TASK TO CARRY OUT
Below are records. Find each line in them that holds the word "take" and copy it.

DATASET EXTRACT
PR #591, opened 2017-04-28
fixed frozen heatmap while zooming

nerik:


.gitignore
```diff
@@ -16,3 +16,6 @@
 
 # Compiled files
 /dist
+
```
tiagojsag: https://help.github.com/articles/ignoring-files/#create-a-global-gitignore

nerik:
Nice catch! Should be fixed.

.gitignore
tiagojsag: can you remove this from here, please? I really want to avoid IDE/system specific stuff on project's gitignores

PR #595, opened 2017-04-28
Fix/colors

nerik:
fishing-saturation-tracks
fishing-saturation-tracks2


tiagojsag:
image
can we make the dot size depend on something? when we have a lot of clustered dots, it become unreadable

tiagojsag:
also, the far right edge of the hue slider bar has a weird effect on the colors

nerik:
Issue with right edge of hue slider is fixed.
Re dot size: size only depends on zoom level. I've changed the calculation slightly so that when zooming in, dots appear bigger more slowly, which should fix the effect you showed at medium zoom levels.

PR #597, opened 2017-05-02
fixed time extents and heatmap lookup with legacy workspaces

nerik:


app/src/actions/workspace.js
```diff
@@ -215,7 +215,7 @@ function processLegacyWorkspace(data, dispatch) {
     endOuterDate = new Date(serializedStartDate[1]);
     startOuterDate = new Date(endOuterDate.getTime() - workspace.state.timeExtent);
     startInnerDate = startOuterDate;
-    endInnerDate = new Date(startInnerDate.getTime() + Math.min(workspace.state.timeExtent, 15778476000));
+    endInnerDate = new Date(startInnerDate.getTime() + Math.min(workspace.state.timeExtent / 2, 15778476000));
```
tiagojsag: ??

I dont understand what this fixes. Seems to only inject randomness. could you explain?

.gitignore
```diff
@@ -16,3 +16,5 @@
 
 # Compiled files
 /dist
+
+private-indonesia-workspace-v1.json
```
tiagojsag: this probably should not be here, right?

nerik: Sorry it's for my own convenience, I'll put this in my global gitignore

app/src/actions/workspace.js
nerik: Well if I understood correctly, when loading legacy workspaces, you'll always end up with inner range === outer range (since timeExtent is used for both). 
This allows the UI to be loaded with a state that makes it more obvious that you can move the inner brush (since it doesn't take up the whole width). 
But yeah, I agree that half of it is kind of arbitrary, let me know what you think works best.

PR #603, opened 2017-05-05
Fix map center loading

tiagojsag:
because we were using an array to map the map center in props, differences were never detected. So loading a map from workspace would result in the center being 0,0

this should fix the issue


nerik:
👍

PR #609, opened 2017-05-10
pinned vessel title fixes

nerik:
- fallback title when vesselname is not present (https://basecamp.com/1756858/projects/12049853/todos/307159441)
- fixed a bug where typing a custom would be very slow when pinned track was visible

### DIFF
--- a/app/src/reducers/vesselInfo.js
+++ b/app/src/reducers/vesselInfo.js
@@ -50,8 +50,13 @@ export default function (state = initialState, action) {
     case SET_VESSEL_DETAILS: {
       const vesselIndex = state.vessels.findIndex(vessel => vessel.seriesgroup === action.payload.seriesgroup);
       const currentVessel = state.vessels[vesselIndex];
+      const defaultTitle =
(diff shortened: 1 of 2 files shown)


app/src/reducers/vesselInfo.js
```diff
@@ -166,7 +171,7 @@ export default function (state = initialState, action) {
     }
     case SET_PINNED_VESSEL_TITLE: {
       const vesselIndex = state.vessels.findIndex(vessel => vessel.seriesgroup === action.payload.seriesgroup);
-      const newVessel = _.cloneDeep(state.vessels[vesselIndex]);
+      const newVessel = Object.assign({}, state.vessels[vesselIndex]);
```
tiagojsag: what's the difference here?

nerik: Object.assign makes a shallow copy of the object while cloneDeep makes a copy in memory of the whole objects (all nested objects). This caused typing a custom title to be very slow because it was copying the whole tracks array that is attached to the vessel.

PR #1, opened 2025-03-24
`import { useMcp } from 'mcp-remote/react'`

geelen:
Extremely WIP right now, but it actually works!


geelen:
Merging this to make it easier to iterate on, but will tidy before initial release.

PR #13, opened 2025-03-31
Tried to stop multiple windows opening at once

geelen:
Published this as `v0.0.15`. It's seeming to work.

This is my first attempt at fixing https://github.com/modelcontextprotocol/servers/issues/812

It uses a lockfile per server, and then uses the fact that we're booting an express server to wait for the callback anyway to look up the owner of the lockfile and long-poll it instead of opening its own window. Then when the long poll concludes, it reads the tokens off disk as if they were already there.

This means both instances succeed, which I don't _know_ I needed but seemed like it couldn't hurt. Seems to be working so far...

### DIFF
--- a/src/lib/coordination.ts
+++ b/src/lib/coordination.ts
@@ -58,9 +58,9 @@ export async function isLockValid(lockData: LockfileData): Promise<boolean> {
 /**
  * Waits for authentication from another server instance
  * @param port The port to connect to
- * @returns The auth code if successful, false otherwise
+ * @returns True if authentication completed successfully, false otherwise
  */
-export async function waitForAuthentication(port: number): Promise<string | false> {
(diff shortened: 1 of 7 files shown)


src/lib/coordination.ts
```diff
@@ -0,0 +1,188 @@
...
+  }
+
+  // Check if the endpoint is accessible
+  try {
+    const controller = new AbortController()
+    const timeout = setTimeout(() => controller.abort(), 1000)
+
+    const response = await fetch(`http://127.0.0.1:${lockData.port}/wait-for-auth?poll=false`, {
+      signal: controller.signal,
+    })
```
jmorrell-cloudflare, line 48: Oh nice! This is way smarter than what I attempted

PR #23, opened 2025-04-13
Fix: Add Authorization header from authProvider tokens in custom fetch for SSE

dorshany:
This PR fixes a critical authentication issue when overriding the default fetch used by SSEClientTransport.

**Issue details:**
- When setting a custom eventSourceInit override, the authorization headers fetched from authProvider are not included.
- As a result, MCP server returns a 401 Unauthorized error on /sse connections.
- The client incorrectly interprets this as an expired token, causing endless attempts to refresh the token and reconnect.

**Fix:**
- Updated the custom fetch implementation to explicitly include the Authorization header by retrieving tokens via authProvider.
- This aligns behavior with the original SDK's approach (_commonHeaders()), ensuring stable and authenticated SSE connections.


geelen (changes requested):
Need a PR description. What problem is this solving?

package-lock.json
geelen, line 1: This project uses PNPM so don't add this file.

dorshany: Apologies. I've update the description and removed package-login

geelen (approved):

geelen:
@dorshany thank you! Released as `v0.0.20`, can you re-test?

dorshany:
Looks good, thank you!

PR #27, opened 2025-04-15
feat(auth): Add dynamic client registration to connectToRemoteServer for proxy

jonslo:
This commit adds dynamic OAuth client registration capability to the proxy.ts implementation, bringing it in line with the client.ts functionality. The proxy can now successfully connect to MCP servers that require dynamic client registration. The changes include:

- Adding client registration check and flow to connectToRemoteServer
- Safely handling optional saveClientInformation method 
- Proper error handling for auth providers that don't support registration
- Consistent logging throughout the registration process

Previously, the proxy would fail to connect to servers requiring dynamic registration, while the client worked fine. This change ensures both components have the same capabilities for OAuth authentication.

### DIFF
--- a/src/lib/utils.ts
+++ b/src/lib/utils.ts
@@ -85,16 +85,20 @@ export async function connectToRemoteServer(
 
   // Create transport with eventSourceInit to pass Authorization header if present
   const eventSourceInit = {
-    fetch: (url: string | URL, init: RequestInit | undefined) => {
-      return fetch(url, {
-        ...init,
-        headers: {
-          ...init?.headers,
-          ...headers,
-        },
-      })
+    fetch: (url: string | URL, init?: RequestInit) => {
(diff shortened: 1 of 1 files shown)


geelen (changes requested):
I don't think this is necessary. The `auth` function that the SSE transport calls already handles dynamic client registration: https://github.com/modelcontextprotocol/typescript-sdk/blob/2a2392be2608a50a8773ca0ffea202fadfa6669e/src/client/auth.ts#L91

In general, I'm hoping that `mcp-remote` doesn't need to take on any of this logic. It should all be deferred to the typescript sdk. But if there's something that's not currently working, we can fix it here or upstream a PR.

I'm unsure how something could be working in the "client" mode but not the "proxy", since they both use the same code path (and this diff would apply equally to both). What am I missing?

FINAL ANSWER
This allows the UI to be loaded with a state that makes it more obvious that you can move the inner brush (since it doesn't take up the whole width). 
In general, I'm hoping that `mcp-remote` doesn't need to take on any of this logic. It should all be deferred to the typescript sdk. But if there's something that's not currently working, we can fix it here or upstream a PR.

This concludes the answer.